Feature Story | 7-May-2024

Explosions captured in old weather data that needs decoding

University of Reading

Volunteers are needed to help digitise decades-old atmospheric electricity records that have previously captured radioactivity spikes from nuclear bomb tests. 

Researchers at the University of Reading have launched AtmosEleC, a Zooniverse project that aims to develop our understanding of how electricity in the air is connected to climate variations. To do this, they are turning old paper records from the Lerwick Observatory in Shetland, UK, into digital data that can be studied using computers. The records were rediscovered by lead researcher Professor Giles Harrison in the Radcliffe Science Library of Oxford University. 

But the scientists cannot do this alone - they are asking for an army of volunteers to help them transcribe these records.  

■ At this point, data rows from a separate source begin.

PR #638, opened 2026-08-31
Add X-ADE-Version and X-ADE-AcceptVersion headers and tidy OpenAPI specs

### LINKED ISSUE #631: How ADE message version should be identified
ADE has multiple minor versions, and in practice different partners may use different minor ADE versions at the same time, for example ADE 1.3 and ADE 1.5. Some partners would like to know which ADE version was used to produce a specific payload.

Possible options:
**1. Expose the ADE version in an HTTP header**
_Add the ADE version as HTTP metadata, for example in a header._
**2. Include ADE version metadata in the ADE message**
_Add a standard metadata element to the ADE message structure._ 
**3. Add a discovery endpoint for supported ADE specifications**
_Add an endpoint that returns the supported ADE specification version or versions, for example ADE version, schema date, and OpenAPI schema location._

Which approach is preferred or whether another option should be used?

cookeac:
Add the `X-ADE-Version` header to all responses in all OpenAPI scheme files (in `/url-schemes`).
Add the optional `X-ADE-AcceptVersion` header to all request parameters in the OpenAPI files.

Along the way, I noticed a couple of errors (an unused `icarFeedInventoryCollection` in the management schemes, an incorrect comment on `milking-visit` in the milking url schemes so corrected these.

There was a lot of duplication of batch error responses, 201 created and 202 accepted responses, so where I could I added these definitions to `#components/responses` and simplified the individual endpoint definitions.

I know this will be hard to review because of the size of the OpenAPI files, so I will also ask CoPilot to review.

### DIFF
--- a/url-schemes/sortingURLScheme.json
+++ b/url-schemes/sortingURLScheme.json
@@ -36,11 +36,19 @@
           },
           {
             "$ref": "#/components/parameters/location-id"
+          },
+          {
+            "$ref": "#/components/parameters/X-ADE-AcceptVersion"
           }
         ],
         "responses": {
           "200": {
             "description": "Successful. The response contains the resources for the given location.",
+            "headers": {
+              "X-ADE-Version": {
+                "$ref": "#/components/headers/X-ADE-Version"
+              }
+            },
             "content": {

Professor Giles Harrison, Professor of Atmospheric Physics at the University of Reading, said: "Finding the forgotten material in an Oxford library, visiting Lerwick observatory to understand how the measurements were made and then discovering links to modern climate questions has been remarkable.  

“There are about half a million entries to process. To truly unlock the opportunities from this incredible data, we need the help of dedicated volunteers to transcribe these records and make them accessible for the future. Volunteers will play a crucial role in advancing our understanding of the complex relationship between atmospheric electricity, climate change, and even the impact of historical events like nuclear bomb tests.  

“This is a unique opportunity for people to be a part of a pioneering scientific project that has already provided new insights into climate variations, and we expect it to provide many more." 

Decades of data 

The records from Lerwick cover a long period, from 1925 to 1984. During this time, the staff at the observatory noted measurements of the electricity in the air every hour. To study all this data, the AtmosEleC project needs help from volunteers to carefully read the old records and enter the values into a computer database. 

The digitisation of this data will enable scientists to learn more about how the climate has changed. Each thunderstorm across the world contributes a part of the total electric current that always flows in the atmosphere. This net current flow, and how it varies hour by hour over the day, was monitored at Lerwick. As the climate changes, the global thunderstorms change in their position and intensity, which is reflected in the data. Atmospheric electricity data is independent and complementary to climate data, so it provides additional information with which to test climate modelling. 

Going nuclear 

As well as showing changes in atmospheric electricity, the records also show the effects of nuclear bomb tests from the 1950s on the environment in Shetland. Scientists found that the records of electricity in the air changed dramatically after nuclear bomb tests in the early 1960s. At first, this was a mystery, but they eventually established it was because of radioactive particles that fell to the ground near the observatory, after the distant bomb tests. This discovery demonstrated how atmospheric transport of radioactivity material occurred over long distances.